A second comparison was therefore performed utilizing 6 thin primary melanoma samples in opposition to 6 selected metastatic melanomas from cutaneous tumors. Metastatic samples were selected to avoid choosing samples in which the classifier disagreed with the pathologist’s diagnosis and to avoid utilizing more than one sample from the same individual, otherwise the selection was random. This latter comparison will rule out differences due to tumor location and minimize differences of keratinocyte like tumors and melanomas. For this comparison the median false discovery rate threshold was set at 5%. This latter analysis is the preferred grouping of samples, but because of the small sample size it is also more likely to generate false discoveries due to noise and outlier samples. Therefore the more confident gene list is generated by combining the two analyses. The intersection of the two approaches yielded 1,352 probe sets with higher expression in the metastatic samples and 2,991 probe sets with higher expression in non-metastatic samples. This list was further reduced by removing probe sets that did not appear to have a difference greater than 2-fold on average between the two groups. The results of this analysis are presented in supplemental table 1. This final list consisted of 1667 Affymetrix probe sets that detect 279 poorly defined transcripts, 114 minimally defined genes, and 907 well characterized human genes. From this list 303 genes are more highly expressed in metastatic melanoma than non-metastatic cancers and 997 genes are more highly expressed in the non-metastatic cancers and normal skin.

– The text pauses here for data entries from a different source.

PR #521, opened 2026-06-12
[fix] SDKS-5114 Handle AM 400 for Push Number Challenge with distinct exception

rodrigoareis:
# JIRA Ticket

[SDKS-5114](https://pingidentity.atlassian.net/browse/SDKS-5114) "[Legacy][Android] forgerock-authenticator handle AM 400 for Push Number Challenge"

# Description

AM 8.1.0 added server-side validation for Push Number Challenge: selecting the wrong number now yields `400 Bad Request` on the authenticate endpoint instead of `200`. Previously `PushResponder.performAuthentication(...)` treated any non-200 as a generic `PushMechanismException("Communication with server returned <code> code.")`, so users got no semantic signal and the app could not distinguish a wrong-number rejection from a network failure. 

This change introduces a new `PushNumberChallengeException extends PushMechanismException` subtype and wires it into the `onResponse` callback: when the response code is `400` **and** the notification is `PushType.CHALLENGE`, throw the distinct exception and leave the notification `pending = true` / `approved = false` so the app can retry. All other code paths (200 success, non-CHALLENGE 400, 401/500/etc.) keep their current behavior exactly.

- [x] Coded to standards.
- [ ] API reference docs is created or updated, if applicable.
- [x] Unit tests are written or updated.
- [ ] Integration tests are written, if applicable.

### DIFF
--- a/forgerock-authenticator/src/main/java/org/forgerock/android/auth/PushResponder.java
+++ b/forgerock-authenticator/src/main/java/org/forgerock/android/auth/PushResponder.java
@@ -1,5 +1,5 @@
 /*
- * Copyright (c) 2020 - 2025 Ping Identity Corporation. All rights reserved.
+ * Copyright (c) 2020 - 2026 Ping Identity Corporation. All rights reserved.
  *
  * This software may be modified and distributed under the terms
  * of the MIT license. See the LICENSE file for details.
@@ -23,6 +23,7 @@ import com.nimbusds.jwt.SignedJWT;
 
 import org.forgerock.android.auth.exception.ChallengeResponseException;
 import org.forgerock.android.auth.exception.PushMechanismException;
+import org.forgerock.android.auth.exception.PushNumberChallengeException;
 import org.forgerock.android.auth.util.RequestBuilder;
 import org.jetbrains.annotations.NotNull;
 import org.json.JSONException;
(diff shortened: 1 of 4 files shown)


vibhorgoswami (dismissed):
LGTM

forgerock-authenticator/src/main/java/org/forgerock/android/auth/PushResponder.java
```diff
@@ -354,6 +355,10 @@ public void onResponse(@NotNull Call call, @NotNull Response response) {
                         return;
                     }
                     listener.onSuccess(null);
+                } else if (response.code() == 400 && pushNotification.getPushType() == PushType.CHALLENGE) {
+                    // Number challenge failed — notification stays pending so the user can retry.
+                    listener.onException(new PushNumberChallengeException(
```
spetrov: Isn't this hardcoded message `Number challenge failed: the selected number was incorrect.` too specific?... The 400 response on a CHALLENGE notification could be for other reasons (expired challenge or malformed JWT payload for example...)

In fact, maybe it would be better to directly surface the message coming from AM - i.e. with the fix AM now returns this: 
```
{
  "code": 400,
  "reason": "Bad Request",
  "message": "Number challenge predicate not met."
}
```
Also, consider adding a WARN level message in the logs...?

witrisna (dismissed):

spetrov (dismissed):
LGTM. Just one question to clarify...

spetrov (approved):
LGTM! 👍🏻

Following all microarray analyses the identified probe sets were annotated based on the sequence of the probes used on the arrays (26). These annotations are also provided in supplemental table 1. All primary tumors identified by the attending physician and the pathologist were included in the non-metastatic melanoma class. For subgroup analysis we grouped PCM’s based upon Breslow’s thickness where: thin: <1 mm, intermediate thickness (I.M.):1-4 mm, and thick: >4 mm).
Patient Demographics
All metastatic samples are derived from patients with stage IV disease and have since progressed and died of their disease. All BCC, SCC and thin primary melanomas are derived from patients with no evidence of metastatic disease at the time of surgical excision and there has been no case whereby a patient within this group developed metastatic disease. However, some patients with I.M. and thick primary melanomas had definitive surgical management and subsequently developed either locoregional recurrences or distant metastatic disease. Clinical outcomes and long-term follow-up was not available for most patients in this study due to issues of tissue banking and patient confidentiality policies. Unfortunately, obtaining clinical follow-up information from a different hospital (due to changing positions) was extremely difficult due to HIPPA policies currently in place.